▶ [Task brief]: Set down the data that follows, exactly and completely.
───── Given data ─────
PR #791, opened 2024-10-15
[ENH]  lighter alpine multi-stage build docker image, ~65% smaller

bpinsard:
*Disclaimer: I don't know enough about Neurodocker and Reproenv to know if these are critical to run heudiconv image in specific contexts or if there are any advantages compared to a bare alpine version.*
─────
▶ [Answer to this problem]:
PR #791, opened 2024-10-15
[ENH]  lighter alpine multi-stage build docker image, ~65% smaller

bpinsard:
*Disclaimer: I don't know enough about Neurodocker and Reproenv to know if these are critical to run heudiconv image in specific contexts or if there are any advantages compared to a bare alpine version.*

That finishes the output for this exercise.